I believe that drinkers, and ex-drinkers, have not just a thirst for alcohol, but a thirst for life. We are 'all or nothing' people - everything we do, we do with enthusiasm and gusto (see Why Ex-Drinkers Rock!).
Sadly, we eventually come to realise that, having done the 'all' bit of drinking, it's now time to do the 'nothing'.
In one of my general browses I came across this quote from Abraham Lincoln who seemed to agree with me.
In his famous 'Temperance Address' in 1842 he said "I believe, if we take habitual drunkards as a class, their heads and their hearts will bear an advantageous comparison with those of any other class. There seems ever to have been a proneness in the brilliant, and warm-blooded to fall into this vice. The demon of intemperance ever seems to have delighted in sucking the blood of genius and of generosity. What one of us but can call to mind some dear relative, more promising in youth than all his fellows, who has fallen a sacrifice to his rapacity? He ever seems to have gone forth, like the Egyptian angel of death, commissioned to slay if not the first, the fairest born of every family."
So, according to Lincoln, we - dear friends - are the most 'brilliant, warm blooded and fairest born.' Stick that in your small sized wine glass and sip on it slowly, all you holier-than-thou moderate drinkers!
Since I was, by now, on a roll with world leaders, I thought I'd look up my all time favourite: Sir Winston Churchill.
Sir Winnie was the originator of the best put down of all time. When a grand dame at a party said to him imperiously: "You sir are drunk!" he replied "Bessie, you are ugly. But tomorrow I will be sober, and you will still be ugly." Anyone who can come up with that line after a few jars deserves our never ending admiration.
It is unlikely, however, that - despite his response to Bessie - Sir Winston was ever sober for long (if at all) in the mornings.
Winston, allegedly, drank 42,000 bottles of Pol Roger champagne in his lifetime. He started his day with a (weak) whisky and soda at 9am, and drank a couple more before lunch time. He'd drink a (small) bottle of champagne at lunch, followed by cognac. He'd then (no surprise!) have an hour long siesta.
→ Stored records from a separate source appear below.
PR #1460, opened 2016-07-28
[FEATURE] Added logging function on files

BoGnY:
Short Description:

Added the function to write every bot output on .txt files
So, if the bot crashes, it is possible to read what it has previously done until the crash!


DayBr3ak:
Why not using python api `logging` with file handles ?

BoGnY:
I do not know much about Python programming, but the API's documentation of logging not seem to me very suitable for this purpose..
With 3 lines of code I wrote the logger, with logging's API seemed more intricate for the purpose..

Certainly it can be improved by those who have more knowledge than me..

It is a very basic code, but it does something that I consider fundamental, since the bot crashes every 10/15 minutes and I never know what it has done!

pokemongo_bot/logger.py
```diff
@@ -8,17 +9,25 @@
...
         'cyan': '96m'
     }
-    if color not in colorHex:
-        print('[' + time.strftime("%H:%M:%S") + '] '+ string)
-    else:
-        print('[' + time.strftime("%H:%M:%S") + '] ' + u'\033['+ colorHex[color] + string.decode('utf-8') + '\033[0m')
-    if lcd:
-        if(string):
-            lcd.message(string)
+	if color not in colorHex:
```
DayBr3ak: you used tabs instead of spaces

DayBr3ak:
fair enough. But you should at least review your code. python files are commonly used with the `with open() as fd` statement
and your changed indentations with tabulations where it was not needed

cwild:
Also... ```except:``` made a comeback and we only just cleared all of those up.
I'd be more in favour of the logging module.

pokemongo_bot/logger.py
```diff
@@ -8,17 +9,25 @@
     lcd = False
 
 def log(string, color = 'white'):
-    colorHex = {
+	# Write bot output also in a log file
+	try:
+		logs_file = open('logs/' + time.strftime("%Y%m%d") + '.txt', 'a')
+		logs_file.write('[' + time.strftime("%H:%M:%S") + '] ' + string + '\n')
+		logs_file.close()
+	except:
```
douglascamata: Don't do this. Let exceptions be raised if any error happens on logging to file, please.

douglascamata:
We're merging today an event system that will be used for logging and sending messages through web socket server. Then we will drop this custom log function in favour of the `logging` module, because being able to properly have different log levels is much more important than having colours.

BoGnY:
Indentations are changed because previously indentations was made with space, and not tab.. So python crash for wrong indentations..
I commits your suggestions..
However, if in the next days you will implement new logging system, is great! ;)

pokemongo_bot/logger.py
BoGnY: Added raise on exception ;)

logs/20160728.txt
```diff
@@ -0,0 +1,2 @@
+[19:07:38] PokemonGO Bot v1.0
+[19:07:38] Testing log file
```
VirtualSatai: Remove this log file and add all further log files to the .gitignore.

douglascamata:
Did you read my comment? I'm almost finishing on the EventManager for logs and web socket. Entire log system will be rewritten using `logging` module.

BoGnY:
Yes but I had understood that as long as you you don't ended up the new EventManager for logs that could be used.. Then was replaced by your..

However, no problem.. I hold the code in my fork and use mine, until new EventManager will be implemented.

The afternoon would see a few more whisky and sodas, then a sherry before dinner, another bottle of champagne during dinner, and brandy before bed. Check out this great video 'The day I tired to match Churchill drink for drink' by the wonderfully named Harry Wallop.
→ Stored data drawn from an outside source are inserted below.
Issue #1456, opened 2016-07-28
Evolving not working


vicch:
### Expected Behavior
Evolve pokemons on startup as configured.

### Actual Behavior
Not evolving at all. Wasted a lucky egg.

### Steps to Reproduce
```
"evolve_all": "Caterpie,Weedle,Pidgey,Rattata,Zubat,Eevee",
"evolve_cp_min": 10,
"evolve_speed": 15,
```

### Other Information
OS: Windows 7
Git Commit: 0a9444bd0da806e2a765af43b4de874146d5faf2

aTadTasty:
it's prob because of server lagging right now. can't even log in for me.

http://downdetector.com/status/pokemon-go

vicch:
@aTadTasty Login is fine for me. The bot just completely omits evolving step and goes on spinning and catching.

sangwon04:
@vicch honestly, if you're going to risk losing an egg you might as well do the evolving yourself.

aTadTasty:
@vicch have you tried updating the requirements after the pull? `sudo pip install -r requirements.txt`

vicch:
@aTadTasty Yes, `git pull` and reinstalled the requirements several times, no luck.

aTadTasty:
duplicate of https://github.com/PokemonGoF/PokemonGo-Bot/issues/1335 and https://github.com/PokemonGoF/PokemonGo-Bot/issues/1339 i guess we just gotta wait for a new resolve

vicch:
@sangwon04 NSFW

vicch:
Closed as duplicate of #1335 and #1339.

Vvkmnn:
Hey, random question. How did you close your own issue?

I can't get it to work for some reason.

sangwon04:
@vicch very understandable. Perhaps hold off on using the egg/evolve till after work then hah.

vicch:
@Vvkmnn There's a button on the left of "Comment".

Vvkmnn:
@vicch ...Wow, I'm having a slow day.

Thanks.

Issue #1339, opened 2016-07-28
Not evolving at start


Steefj3:
### Expected Behavior
Bot should evolve pokemon at start

### Actual Behavior
It used to do this, but doesnt anymore. Only (not at start) one if evolve_captured is set. I have set evolve_all with specific pokemon.

### Other Information
Latest dev branch
OS: 
Git Commit: (run 'git log -n 1 --pretty=format:"%H"' and paste it here)

JulioMansilla:
Please refer to Issue #1335 .

TheGoldenXY:
This issue has already been fixed.

Please upgrade to the latest `dev` branch by running this command:
```
git reset --hard
git pull -f
```

Then run this command:
`pip install --upgrade -r requirements.txt`

If issue persists, open a new issue.

/closed

Issue #1335, opened 2016-07-28
Lucky eggs are not being used, evolve doesn't work. 


JulioMansilla:
### Expected Behavior

"use_lucky_egg": true, will use lucky egg
"evolve_all": "all", will evolve all pokemons
### Actual Behavior

Lucky egg is not sued
Evolution process doesn't start
### Steps to Reproduce

set config file to:
"use_lucky_egg": true,
"evolve_all": "all",

load bot, no egg will be used, no pokemons will be evolved.
### Other Information
OS: Mac
Git Commit: 4c46ad7e6b41f4d66400aee82be469cdbbb26f80

leadboots5:
I have the same experience. I will also note that "evolve_all" doesn't attempt to do any evolving on script start up.
15e0161d32c7a78c230c6e75cfd6867663c985d1

JulioMansilla:
@leadboots5, I have the same issue with evolving too.

leovarmak:
@JulioMansilla Same issue here too. The lucky egg is not being used

beedy01:
evolve doesnt run properly, so am i, i got that issue..

JulioMansilla:
I've edited the issue to reflect the evolve issue too.

Vvkmnn:
I've also got this issue on e25a7091f5f26eef17bc38f6f90df26ad199ffbc but there was a PR to possibly solve it: #1256

It's still waiting on some testing before it gets merged.

TheGoldenXY:
This issue has already been fixed.

Please upgrade to the latest `dev` branch by running this command:
```
git reset --hard
git pull -f
```

Then run this command:
`pip install --upgrade -r requirements.txt`

If issue persists, open a new issue.

/closed

PR #1469, opened 2016-07-28
Fixing evolve worker being skipped problem

vicch:
Short Description: 
`EvolveAllWorker._should_run()` logic was wrong, causing evolve worker not running at startup.

Fixes:
- Fixed `EvolveAllWorker._should_run()`

### DIFF
--- a/pokemongo_bot/cell_workers/evolve_all_worker.py
+++ b/pokemongo_bot/cell_workers/evolve_all_worker.py
@@ -53,17 +53,19 @@ class EvolveAllWorker(object):
 
     def _should_run(self):
         # Will skip evolving if user wants to use an egg and there is none
-        skip_evolves = False
 
-        if self.config.evolve_all:
-            return skip_evolves
+        if not self.config.evolve_all:
+            return False
 
         # Pop lucky egg before evolving to maximize xp gain
         use_lucky_egg = self.config.use_lucky_egg
         lucky_egg_count = self.bot.item_inventory_count(Item.ITEM_LUCKY_EGG.value)
 
-        if use_lucky_egg and lucky_egg_count > 0:
-            logger.log('Using lucky egg ... you have {}'
+        if not use_lucky_egg: # If not using lucky eggs, skipping checks below
+            return True
+
+        if lucky_egg_count > 0:
+            logger.log('Using lucky egg... you have {}'
                        .format(lucky_egg_count))
             response_dict_lucky_egg = self.bot.use_lucky_egg()
             if response_dict_lucky_egg and 'responses' in response_dict_lucky_egg and \
@@ -75,13 +77,12 @@ class EvolveAllWorker(object):
                                .format(lucky_egg_count-1), 'green')
                 else:
                     logger.log('Failed to use lucky egg!', 'red')
-                    skip_evolves = True
-        elif use_lucky_egg: #lucky_egg_count is 0
-            # Skipping evolve so they aren't wasted
-            logger.log('No lucky eggs... skipping evolve!', 'yellow')
-            skip_evolves = True
+                    return False
 
-        return skip_evolves
+        else: # lucky_egg_count is 0
+            # Skipping evolve so pokemon aren't wasted
+            logger.log('No lucky eggs... skipping evolve!', 'yellow')
+            return False
 
     def _release_evolved(self, release_cand_list_ids):
         response_dict = self.bot.get_inventory()


vicch:
Should be able to solve #1335 , #1339 , #1456

aradhell:
not waiting for evolve_speed ?

vicch:
There is a `sleep()`, but the last time I tried, it didn't seem to be working. No idea. This could be a whole other issue.
https://github.com/vicch/PokemonGo-Bot/blob/b13da71f428cf64904f0a6ee4d250387ee5b9063/pokemongo_bot/cell_workers/evolve_all_worker.py#L165

douglascamata:
tests, please.

stefansaraev:
works fine for me.

thomaswelton:
Doesn't work. When set to use a luck egg the lucky egg is applied but the evloves are skipped.
I had to update the config so lucky egg was false then restart so it evolved.
Also there is no code that checks to see if a luck egg is already applied. If the bot is restarted and a luck egg is active then the evolves should run.

thomaswelton:
That being said thanks for the pull request, it allowed me to evolve all the the 200 pidgeys I had collected previously for and allowed me to level up

vicch:
@thomaswelton 200! That's pretty aggressive. You are welcome. Batch evolving is indeed vital for quick leveling. Hope this could get completely fixed soon.

pokemongo_bot/cell_workers/evolve_all_worker.py
```diff
@@ -53,17 +53,19 @@ def work(self):
...
         # Pop lucky egg before evolving to maximize xp gain
         use_lucky_egg = self.config.use_lucky_egg
         lucky_egg_count = self.bot.item_inventory_count(Item.ITEM_LUCKY_EGG.value)
 
-        if use_lucky_egg and lucky_egg_count > 0:
-            logger.log('Using lucky egg ... you have {}'
+        if not use_lucky_egg: # If not using lucky eggs, skipping checks below
+            return True
+
+        if lucky_egg_count > 0:
```
codybaldwin: This will attempt to use a lucky egg every tick.

pokemongo_bot/cell_workers/evolve_all_worker.py
```diff
@@ -75,13 +77,12 @@ def _should_run(self):
...
-        elif use_lucky_egg: #lucky_egg_count is 0
-            # Skipping evolve so they aren't wasted
-            logger.log('No lucky eggs... skipping evolve!', 'yellow')
-            skip_evolves = True
+                    return False
 
-        return skip_evolves
+        else: # lucky_egg_count is 0
+            # Skipping evolve so pokemon aren't wasted
+            logger.log('No lucky eggs... skipping evolve!', 'yellow')
```
codybaldwin: This message will be displayed every tick if the user has no lucky eggs

vicch: Even when `"use_lucky_egg": false` in config?

codybaldwin: updated original comment

pokemongo_bot/cell_workers/evolve_all_worker.py
vicch: I suppose yes, if you set `"use_lucky_egg": true` and you actually have lucky eggs.

pokemongo_bot/cell_workers/evolve_all_worker.py
vicch: OK. Isn't that what it is supposed to do? The idea is to skip evolving if you want to use lucky eggs but don't have any, otherwise the Pidgeys you stacked will be wasted.

codybaldwin: I'm talking about the fact that this message will be displayed every second or so (technically every tick)

pokemongo_bot/cell_workers/evolve_all_worker.py
codybaldwin: so every 30 mins it will use a lucky egg.  This doesn't seem ideal.  Not only that, currently it will send the API request every second (technically tick) which is not good at all.

pokemongo_bot/cell_workers/evolve_all_worker.py
vicch: I see. Well I'm afraid this fix is not meant to cover that. My intention was only to make batch evolving work again. You can set `"use_lucky_egg": false` to avoid the messages I guess.

vicch:
Already fixed and merged in #1541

Needless to say, Sir Winne wasn't sticking to the recommended guidelines. Nor was he any good at moderation. However, by the time he was my age he had fought in the Boer war, escaped from prison camp, written 11 books and served as Home Secretary. Think what he could have done if he'd been sober!
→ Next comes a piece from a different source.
PR #1475, opened 2016-07-28
typo

fgaz:


douglascamata:
master is in frozen state and will soon be updated with dev's code, we do not care about this, sorry.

We spend an awful lot of time berating ourselves and feeling rather ashamed of our grandiose appetites, so it's about time that we gave ourselves, and each other, a little love. Not only are we 'brilliant and warm blooded', but we have enough self knowledge and strength of character to stop the 'Egyptian angel of death' (that's the wine witch to you and me), before she sucks any more of our 'blood of genius and generosity.'
So, yet again lovely readers, I urge to remember that EX DRINKERS ROCK!
The sun is shining here in London. The Kids are back at school. And I have done 45 days sober.